他将案几一拍:“我决定了,先从边府开始,大军即日开拔,监督各府清田。散会!”
众人低着头鱼贯而出。
周显章路过程四德身边时,偷偷拽了拽他的袖子,却被程四德不动声色地甩开。
议事厅里只剩两人时,程四德才上前一步:“将军,您就不怕这些士绅联合湘军造反,里应外合?”
徐武嗤笑一声,从抽屉里摸出个鼻烟壶,凑到鼻尖吸了口。
“怕什么?军队都有分田,士兵们巴不得有人闹事,好趁机拿些军功赏田。再说军官都是魏国派来的,根正苗红,这群文官士绅翻不起浪。”
程四德点点头,心里却另有盘算。
福建陆军十五万,人均配着火枪,军饷虽比魏国本土低些,但管够温饱,还有安家银,确实不容易动摇。

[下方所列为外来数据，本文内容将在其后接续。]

PR #1617, opened 2026-02-06
Fixed offerings order in purchase tester app not being stable

rickvdl:
Makes it easier to find the same offering after relaunching during testing

### DIFF
--- a/revenuecat_examples/purchase_tester/lib/src/upsell.dart
+++ b/revenuecat_examples/purchase_tester/lib/src/upsell.dart
@@ -81,8 +81,15 @@ class _UpsellScreenState extends State<UpsellScreen> {
   Widget _buildUpsell(BuildContext context) {
     final currentOfferingId = _offerings?.current?.identifier;
     // Sort offerings by identifier (key) for stable ordering, case-insensitive
+    // Put current/default offering first
     final sortedOfferings = _offerings!.all.entries.toList()
-      ..sort((a, b) => a.key.toLowerCase().compareTo(b.key.toLowerCase()));
+      ..sort((a, b) {
+        // Current offering always comes first
+        if (a.key == currentOfferingId) return -1;
+        if (b.key == currentOfferingId) return 1;
+        // Otherwise sort alphabetically
+        return a.key.toLowerCase().compareTo(b.key.toLowerCase());
+      });
     
     return ListView(children: [
       if (_customerInfo != null)


revenuecat_examples/purchase_tester/lib/src/upsell.dart
```diff
@@ -80,6 +80,10 @@ class _UpsellScreenState extends State<UpsellScreen> {
 
   Widget _buildUpsell(BuildContext context) {
     final currentOfferingId = _offerings?.current?.identifier;
+    // Sort offerings by serverDescription (name) for stable ordering
+    final sortedOfferings = _offerings!.all.entries.toList()
+      ..sort((a, b) => a.value.serverDescription.compareTo(b.value.serverDescription));
```
ajpallares: Does it make sense to sort by `serverDescription` is that's not visible in the UI? Would it make more sense to sort by `key` instead?

rickvdl: I thought `serverDescription` was (or at least contained) the visible name, but let me double check

rickvdl: Right, it's indeed the 'display name' in the dashboard, but you're right that this is not something we display. So I'll change it to use the ID instead, thanks!

revenuecat_examples/purchase_tester/lib/src/upsell.dart
```diff
@@ -80,6 +80,10 @@ class _UpsellScreenState extends State<UpsellScreen> {
 
   Widget _buildUpsell(BuildContext context) {
     final currentOfferingId = _offerings?.current?.identifier;
+    // Sort offerings by identifier (key) for stable ordering, case-insensitive
+    final sortedOfferings = _offerings!.all.entries.toList()
+      ..sort((a, b) => a.key.toLowerCase().compareTo(b.key.toLowerCase()));
```
tonidero: Could be nice to show the default offering first always, then the rest sorted by id. Not a huge deal though.

tonidero (approved):
Just a possible improvement. Not a blocker though . Thanks for doing this!

revenuecat_examples/purchase_tester/lib/src/upsell.dart
rickvdl: Great idea! Added

PR #1632, opened 2026-02-12
Add CLAUDE.md and AGENTS.md for AI assistant guidance

facumenzella:
## Summary
- Adds `CLAUDE.md` and `AGENTS.md` files to help AI coding assistants work effectively in this repository
- Both files contain identical content (different AI tools look for different filenames)

## Key Content
- **Public API stability requirements** — emphasizes avoiding breaking changes at all costs
- **Related repositories** — links to purchases-ios, purchases-android, and purchases-hybrid-common for reference
- **Code structure overview** — explains what lives where
- **Testing commands** — all the commands needed to verify changes
- **Coding conventions** — patterns to follow for Dart and platform code
- **Guardrails** — what NOT to do

## Test plan
- [x] Files are valid markdown
- [x] Commands in the file are accurate (verified against DEVELOPMENT.md and CI config)

🤖 Generated with [Claude Code](https://claude.ai/code)


CLAUDE.md
```diff
@@ -0,0 +1,163 @@
+# purchases-flutter — Development Guidelines
```
tonidero: Should this just be a symlink of the other? (or the other way around 😅 )

AGENTS.md
```diff
@@ -0,0 +1,163 @@
+# purchases-flutter — Development Guidelines
+
+## Project Overview
+
+RevenueCat's official Flutter SDK for in-app purchases and subscriptions. This plugin wraps the native iOS and Android SDKs, providing a unified Dart API for Flutter apps.
+
+**Related repositories:**
+- **iOS SDK**: https://github.com/RevenueCat/purchases-ios
+- **Android SDK**: https://github.com/RevenueCat/purchases-android
+- **Hybrid Common**: https://github.com/RevenueCat/purchases-hybrid-common (shared layer for Flutter, React Native, etc.)
```
tonidero: Could be good to add `purchases-js` since we also support web here. Also, might be worth mentioning some more details about PHC, since that repo has multiple libraries, so it could benefit of more context.

facumenzella: I think we can link it to the new one right? the one with submodules

tonidero: I was thinking that each repo can still keep their own details in files like this, since many times we don't need to work cross-repo + that way we keep the context more scoped. So yeah, I was thinking just a small mention here would be enough, but NABD :)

可徐武这两年在闽地威望日增,行事越来越独断,连魏国那边派来的监官都不怎么放在眼里了。
“对了,”徐武忽然从抽屉里掏出封信,拍在案几上。
“你瞅瞅这个,清廷又派人来了,说只要咱们名义上归顺,就封我为闽王,税银照旧,只求每年朝贡点茶叶瓷器。”
程四德瞥了眼信封上的火漆,是清廷宗人府的印记。
他拿起信快速扫了几行,嘴角勾起一抹冷笑。
“老调重弹罢了。当年曾国藩灭了太平天国,清廷许诺封王,最后只给了个一等毅勇侯,徐将军岂能看不出这是画饼?”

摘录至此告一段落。